Schlefer's professional interests were in urban planning and architecture and while living in Washington she was a member of the D.C. Board of Commissioners' Planning and Urban Renewal Advisory Council. Among her professional activities, she worked as an analyst specializing in planning for the Congressional Research Service of the Library of Congress and published studies on housing and urban planning. The Schlefers moved to Putney, Vermont in 2005. Schlefer died on January 17, 2015.

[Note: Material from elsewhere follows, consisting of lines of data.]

PR #205, opened 2026-09-03
refactor(events): standardize events.py to (prev_state, action, state) (#192)

### LINKED ISSUE #192: Standardize events.py function signatures to (prev_state, action, state)
Surfaced during PR #191's work: `events.py` currently has 5 different function signature shapes across its 18 functions:

- `(state)` - 12 functions (the original convention: `on_goal_reached`, `on_lava_fall`, `on_ball_hit`, `on_door_done`, `on_door_open`, `on_box_pickup`, `on_wall_hit`, `on_key_pickup`, `on_ball_pickup`, `on_target_fetched`, `on_any_target_pickup`, `on_put_near_wrong_pickup`)
- `(prev_state, state)` - 2 functions (`on_ordered_doors_success`/`on_ordered_doors_failure`)
- `(action, state)` - 1 function (`on_target_done`)
- `(action)` - 1 function (`on_wrong_toggle`)
- `(prev_state, action)` - 1 function (`on_put_near_drop_attempted`)
- `(prev_state, action, state)` - 1 function (`on_put_near_success`)

Each of the non-`(state)` ones needed its own docstring paragraph explaining why it deviates from the "established" single-state convention.

## The idea

An event is conceptually always a check over one transition - `(prev_state, action, state)` - even when a specific check only reads a subset of that triple internally. `rewards.py`/`terminations.py`'s own wrapper functions *already* uniformly take `(prev_state, action, state)`, even when their body only touches `state` (e.g. `rewards.on_goal_reached(prev_state, action, state)` ignores the first two args entirely) - `events.py` just never adopted the same convention.

Standardizing every `events.py` function to `(prev_state, action, state)` unconditionally (ignoring unused args in the body, same as the wrapper layer already does) would:
- Give one honest, uniform contract instead of five ad-hoc ones.
- Let `rewards.py`/`terminations.py` wrappers become trivial, uniform pass-throughs (right now some forward 1 arg, some 2, some 3).
- Remove every "this deviates from the convention, here's why" docstring caveat added this PR.

## Scope (surveyed, not yet done)

- 18 function signatures in `events.py`.
- 2 internal `events.py` call sites (`on_any_target_pickup`'s OR-chain, `on_put_near_wrong_pickup`'s call into it).
- ~21 `rewards.py`/`terminations.py` wrapper bodies.
- 9 direct external call sites (`tests/test_events.py`, `tests/test_unlock.py`) calling `nx.events.on_X(state)` directly with the old single-arg form - each needs a `prev_state`/`action` added; checked one (`test_grid_hit_boundary_not_wall_entity`) and it has a natural prior state available a line earlier, so this should be mechanical rather than needing dummy placeholders, but worth confirming for the rest when this is picked up.

Deferred out of PR #191 to keep that PR scoped to the 5 environments it's actually implementing - purely a refactor, no behavior change intended.

epignatelli:
Closes #192.

## events.py signature standardization

`events.py` had 5 different function signature shapes spread across its
20 functions - `(state)`, `(prev_state, state)`, `(action, state)`,
`(action)`, `(prev_state, action)` - each deviation needing its own
docstring paragraph explaining why it broke from the "established"
single-state convention.

`rewards.py`/`terminations.py`'s own wrapper functions already take a
uniform `(prev_state, action, state)`, even when a given check only
reads `state` (e.g. `rewards.on_goal_reached` ignores the first two
args entirely) - `events.py` just never adopted the same convention.

This standardizes every function in `events.py` to that same triple.
Pure refactor, no behavior change - unused args are still named in
each function's docstring, marked `(unused)`.

- `rewards.py`/`terminations.py`: every `events.on_*` call site now
  forwards the full triple instead of 1, 2, or 3 args ad hoc.
- `tests/test_events.py`/`tests/test_unlock.py`: the 8 direct
  `nx.events.on_*` call sites updated to pass the full triple - a
  natural `prev_state` was available a line or two earlier at every
  site except `test_events.py`'s bare `navix.actions.*` calls (not
  `env.step`, so no integer action id is ever in scope there), which
  use a documented `UNUSED_ACTION` placeholder instead.

## .test_durations regeneration

Also included: a `.test_durations` regeneration (162 -> 186 tests),
since several environments (`Memory`, `MultiRoom`, `ObstructedMaze`'s
1D/1Q/2Q/Full variants) landed since the last regeneration without
duration entries. Same `pytest --store-durations -n 2` settings as the
last regeneration, run on bologna under a Python 3.14.7 env matching
CI's pin. 9/186 tests hit the same LLVM-JIT/`vm.max_map_count`
resource-pressure crash already documented for this shared machine in
an earlier commit - not a real regression (none touch this PR's own
`events.py`/`rewards.py`/`terminations.py` changes, and
`tests/test_events.py` itself passed clean); see the commit message
for the full verification.


epignatelli:
@claude please review

PR #207, opened 2026-09-03
feat(agents): transformer frame-history encoder for POMDP tasks (#169), Option 1 — stored carry

### LINKED ISSUE #169: Transformer-based encoder for POMDP tasks encoding a history of frames
## Problem

Every navix agent's `pomdp` observation mode (`rgb_first_person`/`categorical_first_person`/`symbolic_first_person` in `navix/observations.py`) returns a single current-step, first-person frame - no history. That's not actually a POMDP-compliant observation: a lone frame doesn't disambiguate states that look identical from the agent's current viewpoint but differ in what led there (e.g. which direction something moved before this frame), so the policy only sees a Markovian *approximation* of the true partially-observable state, not a proper belief/history-conditioned one.

## Proposal

Add a transformer-based encoder (alongside the existing `ConvEncoder`/`QConvEncoder`/`MLPEncoder`/`QMLPEncoder` family in `navix/agents/models.py`) that attends over the last `c` observed frames rather than just the current one, so `pomdp`-mode agents get an observation that's actually consistent with the POMDP definition (a short window of history standing in for the missing state, rather than a single frame pretending to be Markovian).

The user pointed to https://arxiv.org/pdf/2608.07335 as a possibly-useful reference here - worth flagging that its actual abstract/keywords ("Aftab: A Comprehensive Benchmark of CNN Encoders and Advanced Value Functions in Parallelized Q-Networks") describe a CNN-encoder/value-head benchmark for PQN specifically, not a transformer/frame-history encoder, so it may not be the intended paper or may only be tangentially related - worth double-checking the reference before using it to guide the design.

Immediate Source of Acquisition

Accession number: 2003-M134

The recipe collection of Marion King Schlefer was given to the Schlesinger Library, October 2003.

Processing Information

Processed: November 2003

By: Anne Engelhart.

Updated and additional description added: June 2020

By: Laura Peimer.

The Schlesinger Library attempts to provide a basic level of preservation and access for all collections, and does more extensive processing of higher priority collections as time and resources permit.  Finding aids may be updated periodically to account for new acquisitions to the collection and/or revisions in arrangement and description.

Author
Arthur and Elizabeth Schlesinger Library on the History of Women in America
Language of description
eng
Sponsor
Processing of this collection was made possible by Radcliffe Class of 1956 and the Mary Mitchell Wood Manuscript Processing Fund.
EAD ID
sch01871

Repository Details

Part of the Schlesinger Library, Radcliffe Institute Repository

The preeminent research library on the history of women in the United States, the Schlesinger Library documents women's lives from the past and present for the future. In addition to its traditional strengths in the history of feminisms, women’s health, and women’s activism, the Schlesinger collections document the intersectional workings of race and ethnicity, gender, sexuality, and class in American history.